# PROVIDED DATA
_ _ _ _ _

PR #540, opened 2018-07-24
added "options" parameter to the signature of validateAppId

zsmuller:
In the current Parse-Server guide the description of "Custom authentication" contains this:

_ _ _ _ _

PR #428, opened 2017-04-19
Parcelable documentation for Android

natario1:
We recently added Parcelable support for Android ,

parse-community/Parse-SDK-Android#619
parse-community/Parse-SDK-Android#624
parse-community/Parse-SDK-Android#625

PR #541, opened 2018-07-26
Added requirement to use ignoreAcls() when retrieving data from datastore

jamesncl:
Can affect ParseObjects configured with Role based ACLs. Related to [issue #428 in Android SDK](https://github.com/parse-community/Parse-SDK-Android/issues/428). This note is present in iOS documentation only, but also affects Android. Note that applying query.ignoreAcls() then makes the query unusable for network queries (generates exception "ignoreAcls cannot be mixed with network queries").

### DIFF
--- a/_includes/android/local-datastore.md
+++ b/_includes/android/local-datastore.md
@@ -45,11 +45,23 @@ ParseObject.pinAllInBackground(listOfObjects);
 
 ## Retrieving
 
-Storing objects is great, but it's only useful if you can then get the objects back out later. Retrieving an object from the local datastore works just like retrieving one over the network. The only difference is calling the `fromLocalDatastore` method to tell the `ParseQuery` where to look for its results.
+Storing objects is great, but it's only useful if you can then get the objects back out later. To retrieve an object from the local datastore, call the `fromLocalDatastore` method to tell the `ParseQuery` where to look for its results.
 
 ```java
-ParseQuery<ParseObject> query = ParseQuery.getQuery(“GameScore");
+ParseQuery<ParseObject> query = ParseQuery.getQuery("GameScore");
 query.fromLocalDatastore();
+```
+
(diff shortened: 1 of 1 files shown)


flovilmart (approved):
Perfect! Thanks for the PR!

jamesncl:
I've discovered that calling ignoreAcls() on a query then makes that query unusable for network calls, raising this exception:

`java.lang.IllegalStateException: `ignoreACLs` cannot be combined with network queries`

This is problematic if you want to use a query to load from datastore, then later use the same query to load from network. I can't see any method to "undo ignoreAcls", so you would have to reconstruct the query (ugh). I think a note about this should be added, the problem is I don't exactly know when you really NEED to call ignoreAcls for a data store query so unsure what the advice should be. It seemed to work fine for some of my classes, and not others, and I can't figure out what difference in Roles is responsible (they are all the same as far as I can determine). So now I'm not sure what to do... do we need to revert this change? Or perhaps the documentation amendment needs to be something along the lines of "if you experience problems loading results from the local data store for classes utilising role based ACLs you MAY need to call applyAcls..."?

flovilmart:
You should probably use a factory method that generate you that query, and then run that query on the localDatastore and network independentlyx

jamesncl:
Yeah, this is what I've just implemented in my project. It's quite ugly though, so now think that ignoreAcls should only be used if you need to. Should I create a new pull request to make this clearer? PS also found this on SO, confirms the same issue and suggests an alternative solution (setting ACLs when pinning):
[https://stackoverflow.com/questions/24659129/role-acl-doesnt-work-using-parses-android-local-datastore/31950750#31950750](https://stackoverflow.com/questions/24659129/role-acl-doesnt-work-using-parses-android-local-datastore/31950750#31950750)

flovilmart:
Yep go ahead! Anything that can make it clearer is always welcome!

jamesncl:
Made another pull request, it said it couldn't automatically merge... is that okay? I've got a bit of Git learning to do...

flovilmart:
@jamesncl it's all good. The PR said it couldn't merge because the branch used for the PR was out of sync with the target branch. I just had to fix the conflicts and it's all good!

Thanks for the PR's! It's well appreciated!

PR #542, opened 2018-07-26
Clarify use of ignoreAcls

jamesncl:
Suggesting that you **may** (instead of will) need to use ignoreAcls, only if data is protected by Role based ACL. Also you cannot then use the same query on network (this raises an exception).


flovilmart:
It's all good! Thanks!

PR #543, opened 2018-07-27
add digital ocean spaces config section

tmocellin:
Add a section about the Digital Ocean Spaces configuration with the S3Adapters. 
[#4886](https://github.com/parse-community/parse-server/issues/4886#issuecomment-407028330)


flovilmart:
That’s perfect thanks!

_ _ _ _ _

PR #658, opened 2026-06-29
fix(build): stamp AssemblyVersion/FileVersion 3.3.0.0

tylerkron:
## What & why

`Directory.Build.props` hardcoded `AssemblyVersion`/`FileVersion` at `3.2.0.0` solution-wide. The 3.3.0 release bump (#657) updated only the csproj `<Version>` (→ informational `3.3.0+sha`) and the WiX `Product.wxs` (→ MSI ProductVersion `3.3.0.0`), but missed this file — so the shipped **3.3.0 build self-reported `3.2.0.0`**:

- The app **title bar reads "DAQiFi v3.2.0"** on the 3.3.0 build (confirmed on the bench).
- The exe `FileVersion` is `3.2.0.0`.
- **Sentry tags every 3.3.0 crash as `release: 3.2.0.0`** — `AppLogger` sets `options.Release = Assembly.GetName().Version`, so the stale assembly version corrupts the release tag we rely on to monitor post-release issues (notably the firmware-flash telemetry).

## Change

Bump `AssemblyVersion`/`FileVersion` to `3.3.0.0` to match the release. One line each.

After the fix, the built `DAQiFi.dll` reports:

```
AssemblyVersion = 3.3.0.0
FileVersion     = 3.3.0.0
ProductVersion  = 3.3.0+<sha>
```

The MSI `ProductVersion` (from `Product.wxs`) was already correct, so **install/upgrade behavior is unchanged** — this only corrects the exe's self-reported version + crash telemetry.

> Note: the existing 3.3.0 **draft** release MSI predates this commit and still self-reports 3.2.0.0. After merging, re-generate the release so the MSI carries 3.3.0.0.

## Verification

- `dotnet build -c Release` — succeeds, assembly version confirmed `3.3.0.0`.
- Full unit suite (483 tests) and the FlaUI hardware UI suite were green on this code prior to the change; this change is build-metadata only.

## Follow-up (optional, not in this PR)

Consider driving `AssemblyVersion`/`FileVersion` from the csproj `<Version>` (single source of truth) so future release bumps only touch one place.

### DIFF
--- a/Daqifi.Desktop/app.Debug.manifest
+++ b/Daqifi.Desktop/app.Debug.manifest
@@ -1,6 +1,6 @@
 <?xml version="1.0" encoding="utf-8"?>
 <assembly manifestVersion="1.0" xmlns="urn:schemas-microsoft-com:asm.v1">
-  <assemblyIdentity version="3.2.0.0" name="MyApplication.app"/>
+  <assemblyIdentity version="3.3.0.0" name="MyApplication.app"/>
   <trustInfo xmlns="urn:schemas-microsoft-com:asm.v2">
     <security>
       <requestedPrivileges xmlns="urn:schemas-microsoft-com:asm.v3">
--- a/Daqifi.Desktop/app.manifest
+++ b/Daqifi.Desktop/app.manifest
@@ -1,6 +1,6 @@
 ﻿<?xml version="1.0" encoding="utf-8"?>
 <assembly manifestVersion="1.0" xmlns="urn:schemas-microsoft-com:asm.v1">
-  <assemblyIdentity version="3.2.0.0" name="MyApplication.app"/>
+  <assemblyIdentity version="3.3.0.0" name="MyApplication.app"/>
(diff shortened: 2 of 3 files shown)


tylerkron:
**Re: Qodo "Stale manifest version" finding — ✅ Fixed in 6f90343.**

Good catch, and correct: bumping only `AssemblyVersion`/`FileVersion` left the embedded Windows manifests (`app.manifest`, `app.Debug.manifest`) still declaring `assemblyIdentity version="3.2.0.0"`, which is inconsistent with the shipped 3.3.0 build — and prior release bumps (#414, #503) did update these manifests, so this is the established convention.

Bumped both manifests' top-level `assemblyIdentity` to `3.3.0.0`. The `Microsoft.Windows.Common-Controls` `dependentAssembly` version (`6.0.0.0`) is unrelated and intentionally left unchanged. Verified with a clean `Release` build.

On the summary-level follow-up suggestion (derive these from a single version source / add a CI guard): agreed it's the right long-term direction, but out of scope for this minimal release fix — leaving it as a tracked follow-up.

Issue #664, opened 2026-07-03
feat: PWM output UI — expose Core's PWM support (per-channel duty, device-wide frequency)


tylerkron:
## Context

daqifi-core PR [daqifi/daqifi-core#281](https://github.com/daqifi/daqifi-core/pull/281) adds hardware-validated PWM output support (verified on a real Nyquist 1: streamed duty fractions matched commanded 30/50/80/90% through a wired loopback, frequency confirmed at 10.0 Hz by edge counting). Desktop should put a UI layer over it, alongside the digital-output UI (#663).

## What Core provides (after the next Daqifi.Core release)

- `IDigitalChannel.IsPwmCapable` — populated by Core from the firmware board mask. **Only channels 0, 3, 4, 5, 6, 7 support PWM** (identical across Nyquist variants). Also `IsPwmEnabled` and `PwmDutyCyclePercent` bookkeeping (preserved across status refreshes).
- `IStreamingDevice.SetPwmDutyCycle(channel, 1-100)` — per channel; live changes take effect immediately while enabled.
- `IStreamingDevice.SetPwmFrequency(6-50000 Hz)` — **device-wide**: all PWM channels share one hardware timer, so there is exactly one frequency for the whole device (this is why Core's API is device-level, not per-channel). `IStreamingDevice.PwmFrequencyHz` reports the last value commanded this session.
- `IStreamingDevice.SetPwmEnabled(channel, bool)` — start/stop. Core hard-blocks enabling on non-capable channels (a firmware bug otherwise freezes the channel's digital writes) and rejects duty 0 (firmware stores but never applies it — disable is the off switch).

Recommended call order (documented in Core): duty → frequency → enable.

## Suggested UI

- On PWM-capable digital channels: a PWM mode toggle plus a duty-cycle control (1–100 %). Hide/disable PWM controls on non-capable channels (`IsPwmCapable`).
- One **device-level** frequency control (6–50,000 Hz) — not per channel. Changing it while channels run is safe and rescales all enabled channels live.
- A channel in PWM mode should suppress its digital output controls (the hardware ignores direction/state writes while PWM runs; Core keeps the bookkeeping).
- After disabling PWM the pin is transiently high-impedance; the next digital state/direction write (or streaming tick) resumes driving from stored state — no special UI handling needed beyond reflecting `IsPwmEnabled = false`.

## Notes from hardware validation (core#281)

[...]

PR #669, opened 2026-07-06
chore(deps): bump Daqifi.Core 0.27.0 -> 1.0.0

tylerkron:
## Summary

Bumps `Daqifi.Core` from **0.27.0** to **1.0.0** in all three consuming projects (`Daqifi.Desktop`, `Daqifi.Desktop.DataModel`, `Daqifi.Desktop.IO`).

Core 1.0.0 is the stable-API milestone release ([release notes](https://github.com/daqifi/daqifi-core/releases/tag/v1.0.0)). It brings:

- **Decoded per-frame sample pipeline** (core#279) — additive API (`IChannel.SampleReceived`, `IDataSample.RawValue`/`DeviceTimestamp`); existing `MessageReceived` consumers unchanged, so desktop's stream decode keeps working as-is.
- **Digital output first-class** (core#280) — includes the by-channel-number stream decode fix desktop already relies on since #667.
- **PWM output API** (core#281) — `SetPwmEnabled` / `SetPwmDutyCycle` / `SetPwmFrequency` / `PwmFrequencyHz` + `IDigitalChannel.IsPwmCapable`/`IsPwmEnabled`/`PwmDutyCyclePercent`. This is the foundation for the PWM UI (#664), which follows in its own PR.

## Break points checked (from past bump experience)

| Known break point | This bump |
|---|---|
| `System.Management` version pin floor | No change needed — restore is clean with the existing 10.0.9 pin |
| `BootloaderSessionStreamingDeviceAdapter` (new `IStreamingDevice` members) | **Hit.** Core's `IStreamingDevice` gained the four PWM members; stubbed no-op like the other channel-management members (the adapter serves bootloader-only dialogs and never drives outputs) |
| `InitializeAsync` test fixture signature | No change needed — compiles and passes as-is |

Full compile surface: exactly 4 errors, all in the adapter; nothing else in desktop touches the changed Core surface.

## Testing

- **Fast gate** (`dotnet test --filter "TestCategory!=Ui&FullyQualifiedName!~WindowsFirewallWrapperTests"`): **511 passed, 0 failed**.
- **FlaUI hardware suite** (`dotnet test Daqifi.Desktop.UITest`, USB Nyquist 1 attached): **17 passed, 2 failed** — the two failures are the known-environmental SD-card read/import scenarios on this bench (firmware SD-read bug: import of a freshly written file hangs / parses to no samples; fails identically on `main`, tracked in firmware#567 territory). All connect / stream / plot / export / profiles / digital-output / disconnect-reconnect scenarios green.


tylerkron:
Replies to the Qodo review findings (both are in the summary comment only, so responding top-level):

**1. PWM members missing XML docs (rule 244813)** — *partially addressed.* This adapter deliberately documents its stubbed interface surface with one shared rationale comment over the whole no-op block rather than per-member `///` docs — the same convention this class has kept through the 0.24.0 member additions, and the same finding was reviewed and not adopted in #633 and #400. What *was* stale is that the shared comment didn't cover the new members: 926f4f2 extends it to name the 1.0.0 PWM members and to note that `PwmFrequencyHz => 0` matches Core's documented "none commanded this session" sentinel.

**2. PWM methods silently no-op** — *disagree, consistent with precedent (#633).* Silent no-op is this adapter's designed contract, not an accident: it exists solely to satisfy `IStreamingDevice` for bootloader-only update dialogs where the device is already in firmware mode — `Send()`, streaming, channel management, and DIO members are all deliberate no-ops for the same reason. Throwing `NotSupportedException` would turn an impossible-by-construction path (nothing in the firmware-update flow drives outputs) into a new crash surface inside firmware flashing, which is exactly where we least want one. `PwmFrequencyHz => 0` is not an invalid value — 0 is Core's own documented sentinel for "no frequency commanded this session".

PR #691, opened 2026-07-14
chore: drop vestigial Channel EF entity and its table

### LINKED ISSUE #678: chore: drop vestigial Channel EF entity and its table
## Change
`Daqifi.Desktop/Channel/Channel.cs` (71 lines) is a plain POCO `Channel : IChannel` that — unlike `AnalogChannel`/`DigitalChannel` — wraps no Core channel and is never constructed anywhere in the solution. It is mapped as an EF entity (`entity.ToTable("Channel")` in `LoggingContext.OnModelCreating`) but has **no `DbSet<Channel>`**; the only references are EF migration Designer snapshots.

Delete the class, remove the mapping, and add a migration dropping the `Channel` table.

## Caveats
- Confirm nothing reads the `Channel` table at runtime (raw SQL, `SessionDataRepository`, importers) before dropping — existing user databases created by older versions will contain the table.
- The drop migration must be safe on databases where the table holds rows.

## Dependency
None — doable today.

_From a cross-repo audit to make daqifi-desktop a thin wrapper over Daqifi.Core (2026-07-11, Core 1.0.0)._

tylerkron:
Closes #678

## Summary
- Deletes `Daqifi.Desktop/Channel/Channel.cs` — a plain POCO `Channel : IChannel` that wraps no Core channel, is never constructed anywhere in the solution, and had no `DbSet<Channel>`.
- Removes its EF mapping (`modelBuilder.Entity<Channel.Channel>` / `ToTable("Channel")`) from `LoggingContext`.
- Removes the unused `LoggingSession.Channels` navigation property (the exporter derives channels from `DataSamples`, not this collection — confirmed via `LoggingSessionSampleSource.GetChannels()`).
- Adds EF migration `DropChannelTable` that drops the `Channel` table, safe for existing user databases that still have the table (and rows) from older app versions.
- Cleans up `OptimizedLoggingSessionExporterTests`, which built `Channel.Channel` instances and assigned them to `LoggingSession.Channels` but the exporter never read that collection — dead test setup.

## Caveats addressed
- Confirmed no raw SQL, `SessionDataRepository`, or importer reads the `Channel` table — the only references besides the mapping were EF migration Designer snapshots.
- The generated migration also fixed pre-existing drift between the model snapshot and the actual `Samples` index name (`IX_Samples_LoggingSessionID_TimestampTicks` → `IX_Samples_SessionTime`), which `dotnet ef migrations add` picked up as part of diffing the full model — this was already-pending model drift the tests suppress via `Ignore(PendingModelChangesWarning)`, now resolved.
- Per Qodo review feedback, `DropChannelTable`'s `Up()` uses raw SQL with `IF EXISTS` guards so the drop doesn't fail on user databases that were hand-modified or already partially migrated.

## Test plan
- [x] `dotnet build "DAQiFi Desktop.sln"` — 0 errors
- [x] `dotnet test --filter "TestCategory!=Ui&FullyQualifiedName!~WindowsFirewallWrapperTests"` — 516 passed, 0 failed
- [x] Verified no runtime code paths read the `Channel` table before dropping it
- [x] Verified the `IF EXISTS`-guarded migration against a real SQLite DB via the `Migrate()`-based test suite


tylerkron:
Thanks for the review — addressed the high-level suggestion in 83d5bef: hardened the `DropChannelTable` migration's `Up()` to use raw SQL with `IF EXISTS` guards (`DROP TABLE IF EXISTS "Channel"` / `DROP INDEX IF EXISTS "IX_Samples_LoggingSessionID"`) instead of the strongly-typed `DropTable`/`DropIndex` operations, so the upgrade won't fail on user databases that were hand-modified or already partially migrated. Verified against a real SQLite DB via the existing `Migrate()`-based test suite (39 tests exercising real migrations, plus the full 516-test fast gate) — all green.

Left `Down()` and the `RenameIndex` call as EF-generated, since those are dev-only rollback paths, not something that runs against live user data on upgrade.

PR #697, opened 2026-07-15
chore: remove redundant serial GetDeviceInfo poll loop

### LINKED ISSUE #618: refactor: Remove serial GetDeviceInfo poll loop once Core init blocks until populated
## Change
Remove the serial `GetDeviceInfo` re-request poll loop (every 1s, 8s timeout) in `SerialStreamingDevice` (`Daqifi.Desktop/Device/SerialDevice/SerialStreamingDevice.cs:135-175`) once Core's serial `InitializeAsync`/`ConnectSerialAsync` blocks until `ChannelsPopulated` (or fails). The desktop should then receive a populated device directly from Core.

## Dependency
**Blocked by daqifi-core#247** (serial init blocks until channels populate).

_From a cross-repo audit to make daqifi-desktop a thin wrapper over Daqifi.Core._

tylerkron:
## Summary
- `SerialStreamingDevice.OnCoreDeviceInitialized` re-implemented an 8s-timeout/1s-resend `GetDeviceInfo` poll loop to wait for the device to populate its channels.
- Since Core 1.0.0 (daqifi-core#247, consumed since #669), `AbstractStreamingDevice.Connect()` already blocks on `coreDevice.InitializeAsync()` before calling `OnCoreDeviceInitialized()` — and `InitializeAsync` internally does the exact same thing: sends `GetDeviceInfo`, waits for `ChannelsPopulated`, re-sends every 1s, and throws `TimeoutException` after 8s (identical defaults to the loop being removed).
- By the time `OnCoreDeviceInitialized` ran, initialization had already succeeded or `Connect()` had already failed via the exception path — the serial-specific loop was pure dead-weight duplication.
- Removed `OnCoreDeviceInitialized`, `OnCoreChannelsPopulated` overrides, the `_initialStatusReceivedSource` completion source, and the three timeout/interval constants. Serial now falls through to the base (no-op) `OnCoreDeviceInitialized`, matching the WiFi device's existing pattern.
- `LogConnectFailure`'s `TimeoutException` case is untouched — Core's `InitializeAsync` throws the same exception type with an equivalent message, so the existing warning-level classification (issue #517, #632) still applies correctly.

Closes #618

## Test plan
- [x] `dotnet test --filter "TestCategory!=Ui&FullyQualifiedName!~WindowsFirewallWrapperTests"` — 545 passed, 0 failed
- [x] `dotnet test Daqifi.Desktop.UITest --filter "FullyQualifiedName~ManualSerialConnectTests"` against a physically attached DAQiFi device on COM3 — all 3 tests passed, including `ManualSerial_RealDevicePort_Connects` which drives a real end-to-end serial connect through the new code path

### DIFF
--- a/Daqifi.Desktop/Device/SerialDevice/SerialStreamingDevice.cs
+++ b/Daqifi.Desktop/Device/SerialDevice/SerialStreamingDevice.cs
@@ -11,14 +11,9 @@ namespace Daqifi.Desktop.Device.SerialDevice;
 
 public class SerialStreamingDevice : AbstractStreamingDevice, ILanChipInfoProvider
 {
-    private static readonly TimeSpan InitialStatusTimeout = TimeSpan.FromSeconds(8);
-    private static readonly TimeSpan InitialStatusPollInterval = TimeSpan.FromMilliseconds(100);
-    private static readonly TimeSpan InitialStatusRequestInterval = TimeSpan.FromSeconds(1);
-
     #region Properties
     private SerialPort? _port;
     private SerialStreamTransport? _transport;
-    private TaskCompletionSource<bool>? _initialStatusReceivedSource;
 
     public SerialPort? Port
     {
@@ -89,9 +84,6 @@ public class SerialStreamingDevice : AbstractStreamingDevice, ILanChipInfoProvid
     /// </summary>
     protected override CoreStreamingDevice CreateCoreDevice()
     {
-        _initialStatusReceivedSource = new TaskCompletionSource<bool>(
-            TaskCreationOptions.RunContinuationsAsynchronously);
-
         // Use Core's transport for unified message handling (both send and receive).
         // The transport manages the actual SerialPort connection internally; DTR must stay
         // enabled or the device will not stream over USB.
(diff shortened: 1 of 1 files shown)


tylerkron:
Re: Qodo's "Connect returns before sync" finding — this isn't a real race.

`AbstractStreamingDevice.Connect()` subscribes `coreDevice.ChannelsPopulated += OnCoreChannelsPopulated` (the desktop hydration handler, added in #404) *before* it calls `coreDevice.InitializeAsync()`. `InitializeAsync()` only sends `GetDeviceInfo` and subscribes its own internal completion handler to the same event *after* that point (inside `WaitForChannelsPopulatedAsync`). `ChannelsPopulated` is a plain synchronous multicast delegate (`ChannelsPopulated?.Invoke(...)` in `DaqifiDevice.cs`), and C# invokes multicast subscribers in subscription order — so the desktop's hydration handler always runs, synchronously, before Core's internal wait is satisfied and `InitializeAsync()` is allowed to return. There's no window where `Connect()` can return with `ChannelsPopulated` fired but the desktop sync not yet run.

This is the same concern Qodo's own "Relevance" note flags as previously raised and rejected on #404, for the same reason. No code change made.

_ _ _ _ _

Give back, exactly as written, the stretch from the line with "PR #540, opened 2018-07-24" through the line with "In the current", and no other lines from the records above.

PR #540, opened 2018-07-24
added "options" parameter to the signature of validateAppId

zsmuller:
In the current Parse-Server guide the description of "Custom authentication" contains this:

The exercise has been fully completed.